Tuesday, November 15, 2011

Social Aspects Of ASD

Hello, I hope you are doing well today, I am doing good. This is part 2 of the information I will be sharing on Autism Spectrum Disorder. Catching the early signs of this disorder can lead to early intervention and improve the quality of life for the child. I'm sure this aspect of the Autism Spectrum Disorder is incredibly heart breaking for Parents. Hopefully with early intervention the characteristics of non engagement can improve for the Parent Child relationship.
Thank you for visiting,
Janet :)












Social Symptoms
From the start, typically developing infants are social beings. Early in life, they gaze at people, turn toward voices, grasp a finger, and even smile. In contrast, most children with ASD seem to have tremendous difficulty learning to engage in the give-and-take of everyday human interaction. Even in the first few months of life, many do not interact and they avoid eye contact. They seem indifferent to other people, and often seem to prefer being alone.
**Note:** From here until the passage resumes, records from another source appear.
PR #3503, opened 2026-07-18
Restore keyboard access to queue row actions

coopa11y:
This follows up on #3477 and the queue display changes made afterward.

The row action buttons work with a mouse again, but they are completely hidden until the row is hovered. This prevents keyboard and screen reader users from reaching the move, rename, and details actions.

This change keeps the existing mouse behavior while making those actions reachable again. The buttons appear when the row is hovered or when a keyboard user moves focus to them, and the mobile layout remains unchanged.

I confirmed that the actions have clear screen reader labels, appear when focused, remain clickable, and do not change the height of the queue row.

### DIFF
--- a/interfaces/Glitter/templates/static/stylesheets/glitter.css
+++ b/interfaces/Glitter/templates/static/stylesheets/glitter.css
@@ -685,8 +685,15 @@ td.name .row-wrap-text {
     height: 1.5em;
 }
 
-.queue-table td.name .name-options,
-.queue-table td.name:hover .queue-item-password {
+.queue-table td.name .name-options {
+    display: block;
+    opacity: 0;
+    pointer-events: none;
+    position: absolute;
+}
+
+.queue-table td.name:hover .queue-item-password,
+.queue-table td.name:focus-within .queue-item-password {
     display: none;
 }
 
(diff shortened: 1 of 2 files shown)


thezoggy:
Please double check that this doesnt break normal mouse usage on desktops again.

coopa11y:
I double-checked this against both the earlier accessibility change and the current desktop behavior.

This PR is different because the hidden controls are absolutely positioned, transparent, and excluded from pointer interaction. That keeps them available in the keyboard tab order without occupying space or intercepting mouse clicks. When the name cell is hovered, the PR explicitly restores full opacity, normal static positioning, and `pointer-events: auto`. The same visible state is used for keyboard focus. This avoids the earlier regression where `pointer-events: none` was left active after the hover behavior was changed.

I tested these cases using the branch's actual Glitter styles and queue-row markup:

- With no hover or focus, the controls were transparent, ignored pointer input, and did not affect the row's 22 px height.
- In the exposed desktop state, the controls returned to static positioning with full opacity and pointer events enabled, while the row remained 22 px tall.
- Move to top, move to bottom, rename, and details were each visible, enabled, and their click handlers fired.
- Moving keyboard focus into the controls exposed the same layout without requiring hover.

They may resist attention or passively accept hugs and cuddling. Later, they seldom seek comfort or respond to parents' displays of anger or affection in a typical way. Research has suggested that although children with ASD are attached to their parents, their expression of this attachment is unusual and difficult to “read.” To parents, it may seem as if their child is not attached at all. Parents who looked forward to the joys of cuddling, teaching, and playing with their child may feel crushed by this lack of the expected and typical attachment behavior.

Children with ASD also are slower in learning to interpret what others are thinking and feeling. Subtle social cues—whether a smile, a wink, or a grimace—may have little meaning. To a child who misses these cues, “Come here” always means the same thing, whether the speaker is smiling and extending her arms for a hug or frowning and planting her fists on her hips. Without the ability to interpret gestures and facial expressions, the social world may seem bewildering. To compound the problem, people with ASD have difficulty seeing things from another person's perspective. Most 5-year-olds understand that other people have different information, feelings, and goals than they have. A person with ASD may lack such understanding. This inability leaves them unable to predict or understand other people's actions.
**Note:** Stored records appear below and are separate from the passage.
PR #3505, opened 2026-07-18
Improve Glitter search and pagination accessibility

coopa11y:
The Queue and History search fields and pagination controls are difficult to use from a keyboard or screen reader.

This gives both search fields accessible names and makes their search and clear controls normal keyboard-focusable links. The accessible name changes directly from Search to Clear search when text is entered, and clearing the search returns focus to the field.

Pagination page numbers are now keyboard-focusable links, the current page is exposed to assistive technology, and separator dots are skipped.

### DIFF
--- a/interfaces/Glitter/templates/include_history.tmpl
+++ b/interfaces/Glitter/templates/include_history.tmpl
@@ -135,15 +135,20 @@
     <div class="history-footer">
 
     <div class="input-group search-box">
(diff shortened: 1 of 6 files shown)


thezoggy:
in case you were not aware we do have some keyboard shortcuts already in sab
image

benhaney:
There's something darkly funny about posting a UI screenshot as a response to a blind dev in an accessibility PR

Although not universal, it is common for people with ASD also to have difficulty regulating their emotions. This can take the form of “immature” behavior such as crying in class or verbal outbursts that seem inappropriate to those around them. The individual with ASD might also be disruptive and physically aggressive at times, making social relationships still more difficult. They have a tendency to “lose control,” particularly when they're in a strange or overwhelming environment, or when angry and frustrated. They may at times break things, attack others, or hurt themselves. In their frustration, some bang their heads, pull their hair, or bite their arms.